Email of the day on the yield curve spread:
Comment of the Day

June 26 2018

Commentary by Eoin Treacy

Email of the day on the yield curve spread:

Article in yesterday’s NYT. Is this the predictor of a recession that will follow trade wars?

Eoin Treacy's view

Thank you for this article which may be of interest to subscribers. Here is a section:

There is an argument to be made against reading too much into the yield curve’s moves — and it hangs on the idea that, rather than the free market, central banks have had a big influence on both the long-term and short-term rates.

Since the last recession, central banks bought trillions of dollars of government bonds as they tried to push long-term interest rates lower in order to lend a helping hand to the economy.

Even though they’re reversing course now, central banks still own massive amounts of those bonds, and that may be keeping long-term interest rates lower than they would otherwise be.

Also, the Federal Reserve has been raising short-term interest rates since December 2015 and has indicated it will keep doing so this year.

So, if long-term rates were pushed lower by central bank bond buying, and now short-term rates are being pushed higher as the Fed tightens its monetary policy, the yield curve has nowhere to go but flatter.

“In the current environment, I think it’s a less reliable indicator than it has been in the past,” said Matthew Luzzetti, a senior economist at Deutsche Bank.

There are a lot more people looking at the yield curve spread today than when it last became inverted 12 years ago. Back then there were also arguments for why it would not be useful indicator despite its record of predicting recessions. In 2006 the argument ran along the lines that with inflation rising there was little chance of the short end catching up with the long end of the curve and besides China’s economic growth was going to change the world forever.

The yield curve spread is not the only indicator of a future recession but it is sufficiently reliable that we have no choice but to pay attention when it eventually does become inverted. However, it is also worth remembering that the yield curve inverted in early January of 2006, bounced and became inverted again later that year and all the way through the first half of 2007. In that time the S&P500 rallied from 1250 to a peak above 1550. That 24% rally did a lot allay fears about an impending recession and a year and a half is a long time in markets.

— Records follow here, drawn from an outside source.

PR #5, opened 2016-11-07
Feature search ui

ejgullo:
-DS-396, 397
- Bug fixes as per email
- Restructuring render in Primary Awards to lighten render
- Adding Fiscal Year UI components
- Linter fixes across search UI components


kevinli-work:
A few things need to happen before we can start this PR:

- [ ] Finish and merge Redux branch
- [ ] Use Redux branch's prop data structure

src/_scss/pages/search/awardTypeFilter.scss
```diff
@@ -29,6 +26,10 @@
         top: .25rem;
     }
 
+    .primaryAwardTypeOption label div, .secondaryAwardTypeOption label div {
```
kevinli-work: FYI (for the future), you should take advantage of Sass's nesting for more readable and easier to develop code:
```
.primaryAwardTypeOption, .secondaryAwardTypeOption {
    label {
        &:before {
            top: .25rem;
        }
        div {
            display: inline;
        }
    }
}
```

This makes it easier to read and think about.

src/js/components/search/filters/timePeriod/TimePeriod.jsx
```diff
@@ -0,0 +1,145 @@
...
+    label: React.PropTypes.string
+};
+
+export default class TimePeriod extends React.Component {
+
+    constructor(props) {
+        super(props);
+
+        this.state = {
+            state: 'loading',
```
kevinli-work: What are we using `state.state` for?

src/js/components/search/filters/timePeriod/FiscalYear.jsx
```diff
@@ -0,0 +1,23 @@
...
+const propTypes = {
+    name: React.PropTypes.string
+};
+
+export default class FiscalYear extends React.Component {
+
+    render() {
+        return (
+            <div className="fiscalYearOption">
+                <input type="checkbox" id={this.props.name} value={this.props.name} />
```
kevinli-work: Again, let's make the HTML IDs valid (no spaces). Maybe just have the parent provide the year and prepend the "FY" string in this component's `label` and them building a compliant HTML ID with that.

Review ES6's [template strings feature](https://developers.google.com/web/updates/2015/01/ES6-Template-Strings#string_substitution).

src/js/components/search/filters/timePeriod/DateRange.jsx
```diff
@@ -0,0 +1,52 @@
+/**
+ * DateRange.jsx
+ * Created by Emily Gullo 11/03/2016
+ **/
+
+import React from 'react';
+import DatePicker from '../../../sharedComponents/DatePicker';
```
kevinli-work: With the latest `dev` update, we can now provide import paths that use `src/js` as the base directory. So this would be `import Datepicker from 'components/sharedComponents/DatePicker';`

You can still reference relative to the current file when that is more efficient. Start *relative* imports with `./`, `../`, etc. Don't use leading slashes or dots when importing relative to the base source directory.

src/_scss/pages/search/timePeriodFilter.scss
```diff
@@ -0,0 +1,38 @@
...
+        max-height:1.5rem;
+    }
+
+    .fiscalYearOption label::before {
+        height:1.2rem;
+        width:1.2rem;
+    }
+
+    .fiscalYearOption:nth-child(odd){
+        float:left;
```
kevinli-work: We have Bourbon and Neat. Can we use the grid system instead of floating ourselves? Also why are we floating inside a `display: table-cell`?

src/js/components/search/filters/timePeriod/TimePeriod.jsx
```diff
@@ -0,0 +1,145 @@
...
+    }
+
+    validateDates() {
+        // validate that dates are provided for both fields and the end dates
+        // don't come before the start dates
+
+        const rng = Object.assign({}, this.state);
+
+        const output = {
+            range: rng
```
kevinli-work: What is `range`?

src/js/components/search/filters/timePeriod/TimePeriod.jsx
```diff
@@ -0,0 +1,145 @@
...
+                header: '',
+                description: ''
+            })
+        });
+    }
+
+
+    render() {
+        const fiscalYears = this.props.timePeriods.map((year, index) =>
+            <FiscalYear name={year} key={index} />
```
kevinli-work: `FiscalYear` might make more sense semantically as a `ul` list under the hood than a series of `div`s (you can, of course, put `div`s inside each list item).

src/js/components/search/filters/timePeriod/TimePeriod.jsx
```diff
@@ -57,10 +56,10 @@ export default class TimePeriod extends React.Component {
         // validate that dates are provided for both fields and the end dates
         // don't come before the start dates
 
-        const rng = Object.assign({}, this.state);
+        const err = Object.assign({}, this.state);
 
         const output = {
-            range: rng
+            error: err
```
kevinli-work: I still don't understand what this is happening here. In the `constructor`, the state is defined as having a child object named `error`. But here, you're cloning a new instance of the state, and then setting the value of `output`'s `error` key to the _entire_ cloned state...which incidentally, gets overwritten anyway in lines 68-95.

src/js/components/search/filters/timePeriod/TimePeriod.jsx
```diff
@@ -0,0 +1,144 @@
...
+                show: false,
+                header: '',
+                description: ''
+            };
+        }
+
+        this.setState(output);
+    }
+
+    showError(head, desc) {
```
kevinli-work: So.............what does `showError` and `hideError` actually do?

src/js/components/search/filters/timePeriod/TimePeriod.jsx
```diff
@@ -34,15 +22,20 @@ export default class TimePeriod extends React.Component {
         this.state = {
```
kevinli-work: What about fiscal years? The top filter component's state doesn't seem to store that information/it's not bubbled up from the child components.

src/js/components/search/filters/timePeriod/DateRange.jsx
```diff
@@ -14,35 +15,58 @@ const defaultProps = {
...
-                        <div className="through-text">
-                            through
-                        </div>
-                        <DatePicker
-                            type="endDate" title="End Date" tabIndex={this.props.startingTab + 4}
-                            onDateChange={this.props.onDateChange} value={this.props.endDate}
-                            opposite={this.props.startDate} showError={this.props.showError}
-                            hideError={this.props.hideError} />
-                    </div>
+                    <DatePicker
```
kevinli-work: Can we keep this from happening (datepicker being off screen)? 
screen shot 2016-11-14 at 11 05 07 am

src/_scss/pages/search/timePeriodFilter.scss
```diff
@@ -55,6 +57,42 @@
             @include usa-input;
             display:inline;
         }
+        .date-range-wrapper {
+
+            .errorMessage {
```
kevinli-work: This style is not applied because `errorMessage` is not a child class of `date-range-wrapper`. Also let's start using `dashed-names` instead of camelCase.

src/js/components/search/filters/timePeriod/TimePeriod.jsx
```diff
@@ -94,7 +129,12 @@ export default class TimePeriod extends React.Component {
         }
 
         if (this.state.shownFilter === 'fy') {
```
kevinli-work: Why is this in here twice? Almost identical code is in lines 117-124. What is the case that this `if` is handling that isn't handled there? If this logical structure is necessary, is there a way to make this less repetitive?

src/js/components/search/filters/timePeriod/AllFiscalYears.jsx
```diff
@@ -58,15 +40,12 @@ export default class AllFiscalYears extends React.Component {
...
         }
 
-        this.setState({
-            selectedFY: arrayFY,
-            allFY: allSelected
-        });
+        this.props.saveSelected(arrayFY, allSelected);
     }
 
     saveAllYears() {
```
kevinli-work: There is a bug in this function. If some FY years are individual selected before the user clicks "All Years," the All Years checkbox is checked but all the individual year entries become unchecked. Subsequently, the All Years checkbox is always inverse from what is checked (checked if the other years are unchecked, unchecked if the other years are checked).

I don't think this function needs to consider what values are already checked. We know if the user is going from unchecked -> checked or vice versa via the `allFY` props. Given the user's action, we should just completely overwrite the `selectedFY` values with either the full list of FYs or an empty set. We already have both on-hand, so no merges should be necessary (esp since the merge operation still outputs a new instance per `immutability-js`).

src/js/components/search/filters/timePeriod/TimePeriod.jsx
```diff
@@ -82,9 +98,28 @@ export default class TimePeriod extends React.Component {
...
     }
 
+    saveSelected(arrayFY, allSelected) {
+        this.setState({
+            selectedFY: arrayFY,
+            allFY: allSelected
+        });
+    }
+
+    saveAll(arrayFY, allFY) {
```
kevinli-work: Do we need this function? Could we get rid of it and use `saveSelected` instead?

ejgullo:
So strange, locally they are parent child, even on a restart of the process.  Moved it up anyhow - they really should be siblings.  Maybe I'm missing something from dev?  Not sure.  Also added a check on setting errorDetails up to ensure shownFilter is set to Date Range.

The other points to watch for an impending recession are rising high yield spreads, rising unemployment surging oil prices and the underperformance of banks. Right now, US high yield spreads remain inert but Eurozone high yield spreads are trending higher, unemployment is still at record lows and oil prices are rising but are not accelerating. That points towards the current hiatus on Wall Street looking more like a pause than a top, unless of course the major indices sustain moves below they repsective trend means and banks roll over.

My one big concern is that major banks in China and Europe are trending lower in an aggressive manner. US Banks are still holding at the region of the trend mean and lower side of the latest range but will need to rally soon to signal a return to demand dominance.